Fig. 1. Selected ethanol EEMS. Left: Pure ethanol (EX 210 nm, EM 290 nm). Right: 1:1 (v/v) solution of ethanol in deionized water (EX 210 nm, EM 280 nm)
Pure EtOH displayed a rather shallow fluorescence peak of less than 30 AU at excitation and emission wavelengths of 210 nm and 290 nm, respectively. In contrast, the 1:1 (v/v) ethanol – deionized water solution showed a much larger fluorescence intensity (71 AU) at the same excitation wavelength (210 nm) but at a slightly blue-shifted emission wavelength (280 nm).

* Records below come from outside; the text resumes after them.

PR #910, opened 2026-06-28
fix(spools): clear AMS slot before the mutating write on spool DELETE/PUT (#886)

hyiger:
Fixes #886.

## Root cause
`src/app/api/filaments/[id]/spools/[spoolId]/route.ts` ran the destructive `$pull` FIRST, then cleared the spool from printer AMS slots. If the slot-clear threw, the spool was gone but `Printer.amsSlots[].spoolId` still referenced it — and every retry 404s before reaching the clear (the `spools._id` filter no longer matches), so the dangling ref was uncleanable. PUT-retire had the same after-the-write ordering. This inverts the deliberate #261/#333 filament-level clear-before-write pattern.

## Fix
- **DELETE**: a precondition `Filament.exists(...)` read (keeps the 404 contract), then `assignSpoolToSlot(..., null)` BEFORE the `$pull`.
- **PUT-retire**: `assignSpoolToSlot(..., null)` BEFORE the retire `$set`.

`assignSpoolToSlot(..., null)` is an idempotent, no-match-safe `updateMany`, so a clear failure now leaves the spool present and the whole operation retryable.

## Tests
`tests/spool-subroute.test.ts`: a mocked slot-clear failure leaves the spool present (pre-fix it would be removed with a dangling slot ref), and a retry then succeeds + removes it. Existing DELETE tests pass; `tsc` + lint clean.

### DIFF
--- a/src/app/api/filaments/[id]/spools/[spoolId]/route.ts
+++ b/src/app/api/filaments/[id]/spools/[spoolId]/route.ts
@@ -119,17 +119,6 @@ export async function PUT(
       );
     }
 
-    // GH #268: retiring a spool excludes it from inventory, so it must not stay
-    // loaded in a printer AMS slot (the assignment route already refuses to
-    // *assign* a retired spool). GH #886: clear it BEFORE the retire write — the
-    // same clear-before ordering as DELETE — so a slot-clear failure leaves the
-    // spool active and the op retryable rather than retired-but-still-slotted.
-    // The clear is an idempotent no-match-safe updateMany, so pre-clearing for a
-    // spool that turns out not to exist (the 404 below) is harmless.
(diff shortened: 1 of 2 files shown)


hyiger:
@codex review

hyiger:
Both addressed in `b2e71dee`:
- **DELETE** now keeps the pre-clear (retryability) AND does a best-effort clear *after* the `$pull` — closing the window where a concurrent assignment slots the spool between pre-clear and delete.
- **PUT retire** reverted to clearing *after* the `$set` — the `spools._id` filter proves ownership first, so we never clear another filament's spool on a stale/cross-filament spoolId (PUT keeps the spool findable, so it doesn't need clear-before for retryability).

@codex review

Jia, et al. [43] investigated the EtOH-H_2_O system fluorescence in the 280–450 nm interval, excited with 240 nm light. They found a monotonic, sigmoidal increase of fluorescence at EtOH fractions of up to ~ 70%, followed by an inner filter like behavior at larger fractions. They also found that the fluorescence spectra at a given EtOH volume fraction changed over time during an “incubation” period of < 7 days. This was attributed to heterogeneity at the molecular level and the formation period of three spectrally identified hydrogen-bounded clusters, of which the most stable, (H_2_O)m(EtOH)n (50–75% v/v), was predominant at our volume fraction (50%). As per their results, our EtOH: H_2_O solvent fluorescence should not change more than ±8% during the incubation period and negligibly thereafter. Upon solvent selection, our chief goal was to reduce the confounding factors for PARAFAC. Therefore, the fluorescence of the 1:1 v/v EtOH-H_2_O matrix, i.e., our blank, was simply subtracted from that of the bile samples [44].
Scattering Signal Removal
First and second order Rayleigh and Raman scattering were evident on the EEM spectra of the solvent (Fig. 1) and of diluted bile samples [29] (Figure S6). Moreover, the mathematical subtraction of the chosen solvent (1:1 v/v EtOH-H_2_O) EEM spectrum was insufficient to fully remove the scattering signal from the bile EEM spectra, particularly at high bile concentrations. This suggested that some of the scattering observed in bile samples was not molecular but due to suspended bile microparticles (Mie scattering). Although bile samples were translucent, some turbidity was observed naked eye in the concentrated bile samples, while no turbidity was observed in the solvent. This was corroborated with a dynamic/electrophoretic light scattering particle size measurement (Zetasizer Nano-ZS, Malvern), which showed a suspended particle size dominant mode of 100–300 nm in a bile sample at DF = 3.1⋅10^− 4^ (FigureS7).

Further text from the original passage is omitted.